**WORK INSTRUCTION**. Reproduce verbatim the lines of the material below, starting at the line with "Issue #1804, opened 2021-07-18" and ending at the line with "Qt Version: 5.12.8", both inclusive; skip the rest.

━━━━

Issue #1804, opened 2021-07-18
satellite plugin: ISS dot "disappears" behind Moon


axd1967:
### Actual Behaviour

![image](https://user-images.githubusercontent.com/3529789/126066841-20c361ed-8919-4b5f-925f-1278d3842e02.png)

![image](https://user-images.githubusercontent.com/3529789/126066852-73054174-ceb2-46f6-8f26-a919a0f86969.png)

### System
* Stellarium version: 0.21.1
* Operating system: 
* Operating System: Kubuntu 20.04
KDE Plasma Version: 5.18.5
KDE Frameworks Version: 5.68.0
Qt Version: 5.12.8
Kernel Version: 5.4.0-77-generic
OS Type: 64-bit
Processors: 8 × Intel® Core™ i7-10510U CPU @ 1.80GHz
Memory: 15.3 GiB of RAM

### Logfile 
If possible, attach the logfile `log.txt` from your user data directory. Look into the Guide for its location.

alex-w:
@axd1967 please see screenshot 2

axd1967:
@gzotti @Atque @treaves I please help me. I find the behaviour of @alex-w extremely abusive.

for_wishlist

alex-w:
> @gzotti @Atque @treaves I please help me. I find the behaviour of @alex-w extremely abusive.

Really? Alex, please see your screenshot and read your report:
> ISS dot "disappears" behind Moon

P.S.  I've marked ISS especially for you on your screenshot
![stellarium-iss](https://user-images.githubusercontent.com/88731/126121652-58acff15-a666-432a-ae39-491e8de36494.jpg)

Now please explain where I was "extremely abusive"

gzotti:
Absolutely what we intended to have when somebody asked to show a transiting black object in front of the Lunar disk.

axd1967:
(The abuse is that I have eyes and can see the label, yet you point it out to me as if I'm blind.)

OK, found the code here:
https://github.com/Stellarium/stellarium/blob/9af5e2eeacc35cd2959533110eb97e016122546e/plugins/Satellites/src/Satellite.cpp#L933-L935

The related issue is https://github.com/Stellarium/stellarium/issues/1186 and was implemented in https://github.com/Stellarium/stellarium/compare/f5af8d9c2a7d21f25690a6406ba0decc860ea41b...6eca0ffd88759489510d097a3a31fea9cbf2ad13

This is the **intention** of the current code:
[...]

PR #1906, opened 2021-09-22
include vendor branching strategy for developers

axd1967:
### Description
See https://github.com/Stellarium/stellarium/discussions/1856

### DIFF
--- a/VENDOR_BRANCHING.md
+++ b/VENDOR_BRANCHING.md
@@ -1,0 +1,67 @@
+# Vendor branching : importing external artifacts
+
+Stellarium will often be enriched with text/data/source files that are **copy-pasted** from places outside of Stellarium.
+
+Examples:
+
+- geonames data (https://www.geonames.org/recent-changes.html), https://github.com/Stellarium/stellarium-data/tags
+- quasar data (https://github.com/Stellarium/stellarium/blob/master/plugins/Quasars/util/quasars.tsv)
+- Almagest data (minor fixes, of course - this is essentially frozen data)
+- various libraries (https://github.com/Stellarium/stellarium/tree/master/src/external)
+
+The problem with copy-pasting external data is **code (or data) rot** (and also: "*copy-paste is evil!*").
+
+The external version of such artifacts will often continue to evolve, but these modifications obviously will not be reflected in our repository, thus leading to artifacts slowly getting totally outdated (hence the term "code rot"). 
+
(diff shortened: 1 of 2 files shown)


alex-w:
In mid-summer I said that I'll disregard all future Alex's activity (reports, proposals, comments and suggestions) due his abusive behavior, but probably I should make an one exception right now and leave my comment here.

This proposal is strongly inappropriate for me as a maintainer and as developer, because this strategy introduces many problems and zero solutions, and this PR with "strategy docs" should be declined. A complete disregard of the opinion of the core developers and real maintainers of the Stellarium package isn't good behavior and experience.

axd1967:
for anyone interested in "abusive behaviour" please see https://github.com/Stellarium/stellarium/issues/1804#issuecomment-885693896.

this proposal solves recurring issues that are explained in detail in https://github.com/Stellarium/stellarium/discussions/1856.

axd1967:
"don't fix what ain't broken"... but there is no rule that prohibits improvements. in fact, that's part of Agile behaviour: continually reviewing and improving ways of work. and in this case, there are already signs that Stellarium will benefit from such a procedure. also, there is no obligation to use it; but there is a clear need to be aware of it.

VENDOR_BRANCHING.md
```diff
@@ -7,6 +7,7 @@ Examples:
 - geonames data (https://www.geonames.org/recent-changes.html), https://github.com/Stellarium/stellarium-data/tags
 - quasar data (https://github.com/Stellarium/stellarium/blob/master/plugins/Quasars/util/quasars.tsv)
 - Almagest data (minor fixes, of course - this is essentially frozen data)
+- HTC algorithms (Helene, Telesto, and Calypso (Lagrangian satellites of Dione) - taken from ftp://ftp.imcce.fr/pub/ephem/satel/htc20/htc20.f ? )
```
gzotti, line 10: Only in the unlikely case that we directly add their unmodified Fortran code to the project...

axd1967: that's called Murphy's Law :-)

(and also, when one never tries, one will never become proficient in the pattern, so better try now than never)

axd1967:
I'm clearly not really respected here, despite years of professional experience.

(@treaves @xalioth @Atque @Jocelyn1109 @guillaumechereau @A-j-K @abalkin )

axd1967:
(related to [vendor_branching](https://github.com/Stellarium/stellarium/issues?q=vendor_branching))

━━━━

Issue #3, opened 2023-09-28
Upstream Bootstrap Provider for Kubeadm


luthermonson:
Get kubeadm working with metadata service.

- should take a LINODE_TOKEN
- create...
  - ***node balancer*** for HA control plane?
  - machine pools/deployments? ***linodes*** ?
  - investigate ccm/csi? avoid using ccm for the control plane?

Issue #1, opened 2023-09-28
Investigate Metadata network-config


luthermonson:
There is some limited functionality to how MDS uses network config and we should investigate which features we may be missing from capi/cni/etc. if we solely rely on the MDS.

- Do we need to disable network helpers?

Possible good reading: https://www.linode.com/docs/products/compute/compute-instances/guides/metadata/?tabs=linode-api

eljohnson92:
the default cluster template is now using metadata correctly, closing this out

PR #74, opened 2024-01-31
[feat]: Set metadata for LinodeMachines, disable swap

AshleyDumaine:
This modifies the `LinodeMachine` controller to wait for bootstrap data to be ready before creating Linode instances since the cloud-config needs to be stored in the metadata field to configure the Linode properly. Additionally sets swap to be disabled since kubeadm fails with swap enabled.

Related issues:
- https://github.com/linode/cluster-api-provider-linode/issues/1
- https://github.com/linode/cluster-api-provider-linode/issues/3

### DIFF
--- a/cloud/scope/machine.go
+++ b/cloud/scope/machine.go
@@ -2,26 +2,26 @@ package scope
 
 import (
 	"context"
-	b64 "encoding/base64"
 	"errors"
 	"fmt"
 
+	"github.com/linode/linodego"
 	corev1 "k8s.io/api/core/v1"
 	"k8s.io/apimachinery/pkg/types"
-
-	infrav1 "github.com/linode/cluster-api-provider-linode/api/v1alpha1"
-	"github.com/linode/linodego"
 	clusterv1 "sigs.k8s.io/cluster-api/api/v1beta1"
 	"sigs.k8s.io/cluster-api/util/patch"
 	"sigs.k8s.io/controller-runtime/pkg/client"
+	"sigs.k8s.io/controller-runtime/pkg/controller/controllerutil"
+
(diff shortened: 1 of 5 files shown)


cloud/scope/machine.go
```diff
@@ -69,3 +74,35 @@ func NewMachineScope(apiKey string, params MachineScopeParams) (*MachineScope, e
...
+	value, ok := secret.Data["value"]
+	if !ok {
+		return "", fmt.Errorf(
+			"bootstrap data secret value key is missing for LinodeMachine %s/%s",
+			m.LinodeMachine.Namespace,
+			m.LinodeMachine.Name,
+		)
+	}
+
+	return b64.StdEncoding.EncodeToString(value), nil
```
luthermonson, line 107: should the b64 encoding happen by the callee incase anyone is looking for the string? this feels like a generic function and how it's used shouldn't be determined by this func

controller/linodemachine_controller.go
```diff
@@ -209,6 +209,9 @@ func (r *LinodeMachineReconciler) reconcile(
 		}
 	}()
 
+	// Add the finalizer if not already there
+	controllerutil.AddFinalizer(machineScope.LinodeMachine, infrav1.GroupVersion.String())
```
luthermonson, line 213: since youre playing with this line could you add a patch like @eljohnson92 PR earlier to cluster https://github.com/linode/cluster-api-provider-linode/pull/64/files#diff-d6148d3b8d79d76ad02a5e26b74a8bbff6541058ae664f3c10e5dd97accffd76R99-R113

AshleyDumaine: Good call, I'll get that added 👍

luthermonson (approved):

━━━━

**EXERCISE RESPONSE**.
Issue #1804, opened 2021-07-18
satellite plugin: ISS dot "disappears" behind Moon


axd1967:
### Actual Behaviour

![image](https://user-images.githubusercontent.com/3529789/126066841-20c361ed-8919-4b5f-925f-1278d3842e02.png)

![image](https://user-images.githubusercontent.com/3529789/126066852-73054174-ceb2-46f6-8f26-a919a0f86969.png)

### System
* Stellarium version: 0.21.1
* Operating system: 
* Operating System: Kubuntu 20.04
KDE Plasma Version: 5.18.5
KDE Frameworks Version: 5.68.0
Qt Version: 5.12.8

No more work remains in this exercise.